*** Begin section ***

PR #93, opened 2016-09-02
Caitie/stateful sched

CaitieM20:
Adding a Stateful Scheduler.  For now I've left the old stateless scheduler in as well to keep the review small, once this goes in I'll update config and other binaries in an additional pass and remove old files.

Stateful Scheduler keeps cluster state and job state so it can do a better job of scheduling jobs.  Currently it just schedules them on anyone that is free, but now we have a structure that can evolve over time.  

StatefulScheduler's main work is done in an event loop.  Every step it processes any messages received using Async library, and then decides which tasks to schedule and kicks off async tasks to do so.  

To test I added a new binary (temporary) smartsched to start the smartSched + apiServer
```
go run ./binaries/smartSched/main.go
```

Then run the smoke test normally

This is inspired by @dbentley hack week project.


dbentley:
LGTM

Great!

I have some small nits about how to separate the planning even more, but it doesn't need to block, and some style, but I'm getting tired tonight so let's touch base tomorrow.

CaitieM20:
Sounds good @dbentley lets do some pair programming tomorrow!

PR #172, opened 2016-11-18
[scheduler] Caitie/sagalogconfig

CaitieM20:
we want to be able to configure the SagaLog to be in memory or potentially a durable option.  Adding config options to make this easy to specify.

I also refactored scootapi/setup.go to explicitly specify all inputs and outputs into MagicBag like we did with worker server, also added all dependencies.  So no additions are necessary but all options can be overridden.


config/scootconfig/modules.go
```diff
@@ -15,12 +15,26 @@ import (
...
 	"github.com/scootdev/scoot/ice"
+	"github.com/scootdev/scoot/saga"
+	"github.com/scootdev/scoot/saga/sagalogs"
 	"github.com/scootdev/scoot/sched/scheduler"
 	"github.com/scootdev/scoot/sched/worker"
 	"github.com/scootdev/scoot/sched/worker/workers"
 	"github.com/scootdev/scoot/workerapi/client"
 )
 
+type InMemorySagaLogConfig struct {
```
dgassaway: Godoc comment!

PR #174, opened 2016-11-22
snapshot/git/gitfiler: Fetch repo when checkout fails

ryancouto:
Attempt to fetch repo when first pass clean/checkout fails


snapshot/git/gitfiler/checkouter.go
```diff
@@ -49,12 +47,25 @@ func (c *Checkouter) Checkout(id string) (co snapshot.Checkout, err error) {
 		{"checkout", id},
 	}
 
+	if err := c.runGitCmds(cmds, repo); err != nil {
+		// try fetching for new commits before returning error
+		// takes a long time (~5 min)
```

*** End section ***
*** Begin section ***

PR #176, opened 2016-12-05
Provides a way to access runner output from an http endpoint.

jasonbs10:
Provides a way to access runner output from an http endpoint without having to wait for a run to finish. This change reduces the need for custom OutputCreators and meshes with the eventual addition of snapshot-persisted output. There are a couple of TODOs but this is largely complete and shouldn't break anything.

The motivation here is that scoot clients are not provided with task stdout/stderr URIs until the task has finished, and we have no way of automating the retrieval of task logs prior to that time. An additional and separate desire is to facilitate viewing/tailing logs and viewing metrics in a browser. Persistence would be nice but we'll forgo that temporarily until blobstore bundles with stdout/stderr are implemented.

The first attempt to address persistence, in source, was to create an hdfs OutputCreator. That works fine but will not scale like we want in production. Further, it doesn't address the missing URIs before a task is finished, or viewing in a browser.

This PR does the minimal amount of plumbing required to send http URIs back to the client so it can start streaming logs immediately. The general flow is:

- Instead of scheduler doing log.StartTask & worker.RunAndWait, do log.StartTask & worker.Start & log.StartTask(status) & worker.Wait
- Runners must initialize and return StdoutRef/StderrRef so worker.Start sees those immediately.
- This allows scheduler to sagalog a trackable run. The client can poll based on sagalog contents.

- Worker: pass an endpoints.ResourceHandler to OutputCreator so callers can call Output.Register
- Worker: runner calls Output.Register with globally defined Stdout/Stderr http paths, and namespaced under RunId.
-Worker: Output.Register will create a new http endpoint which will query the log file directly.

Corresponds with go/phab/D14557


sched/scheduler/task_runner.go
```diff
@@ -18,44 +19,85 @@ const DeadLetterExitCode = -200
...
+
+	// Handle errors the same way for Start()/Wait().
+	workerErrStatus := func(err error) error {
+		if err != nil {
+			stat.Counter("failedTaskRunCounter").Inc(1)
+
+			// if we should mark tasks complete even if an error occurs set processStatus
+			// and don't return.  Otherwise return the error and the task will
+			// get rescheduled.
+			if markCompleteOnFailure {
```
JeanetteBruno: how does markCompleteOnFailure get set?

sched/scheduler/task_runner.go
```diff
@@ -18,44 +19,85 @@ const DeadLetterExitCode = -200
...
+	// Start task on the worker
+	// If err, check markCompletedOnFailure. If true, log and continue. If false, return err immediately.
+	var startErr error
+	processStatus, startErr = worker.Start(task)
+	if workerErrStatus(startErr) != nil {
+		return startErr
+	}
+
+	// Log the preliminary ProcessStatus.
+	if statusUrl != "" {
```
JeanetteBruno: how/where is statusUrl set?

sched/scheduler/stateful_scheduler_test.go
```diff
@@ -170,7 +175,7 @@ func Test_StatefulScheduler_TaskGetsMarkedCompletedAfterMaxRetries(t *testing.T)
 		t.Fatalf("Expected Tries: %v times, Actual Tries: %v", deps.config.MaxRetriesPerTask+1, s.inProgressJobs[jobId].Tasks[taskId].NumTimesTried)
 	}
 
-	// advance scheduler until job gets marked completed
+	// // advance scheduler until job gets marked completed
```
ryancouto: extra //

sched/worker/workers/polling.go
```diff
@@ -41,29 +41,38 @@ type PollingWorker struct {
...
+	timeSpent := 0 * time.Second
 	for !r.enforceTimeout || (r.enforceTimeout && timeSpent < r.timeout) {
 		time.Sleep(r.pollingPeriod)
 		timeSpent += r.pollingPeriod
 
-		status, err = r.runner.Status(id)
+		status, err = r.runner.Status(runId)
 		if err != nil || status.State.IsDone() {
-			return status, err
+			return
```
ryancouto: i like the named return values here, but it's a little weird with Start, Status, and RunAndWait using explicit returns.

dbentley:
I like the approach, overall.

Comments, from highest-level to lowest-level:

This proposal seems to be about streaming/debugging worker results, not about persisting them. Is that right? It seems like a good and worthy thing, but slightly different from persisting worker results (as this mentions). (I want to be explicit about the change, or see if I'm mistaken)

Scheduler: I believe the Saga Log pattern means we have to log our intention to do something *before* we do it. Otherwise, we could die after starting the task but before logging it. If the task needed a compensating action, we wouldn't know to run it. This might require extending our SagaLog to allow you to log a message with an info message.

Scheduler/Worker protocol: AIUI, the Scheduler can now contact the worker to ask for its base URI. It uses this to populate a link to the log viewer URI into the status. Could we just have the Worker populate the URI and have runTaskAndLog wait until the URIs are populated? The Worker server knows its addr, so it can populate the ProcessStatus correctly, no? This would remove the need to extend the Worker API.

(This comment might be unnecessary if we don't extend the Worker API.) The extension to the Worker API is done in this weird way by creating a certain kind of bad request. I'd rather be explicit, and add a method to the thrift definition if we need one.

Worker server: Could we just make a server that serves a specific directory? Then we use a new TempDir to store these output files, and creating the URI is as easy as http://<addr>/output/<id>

*** End section ***

- **Task statement**:
Everything starting at the line containing "PR #172, opened 2016-11-18" and ending at the line containing "we want to be" in the records above should be repeated exactly, and only that.

- **Response box**:
PR #172, opened 2016-11-18
[scheduler] Caitie/sagalogconfig

CaitieM20:
we want to be able to configure the SagaLog to be in memory or potentially a durable option.  Adding config options to make this easy to specify.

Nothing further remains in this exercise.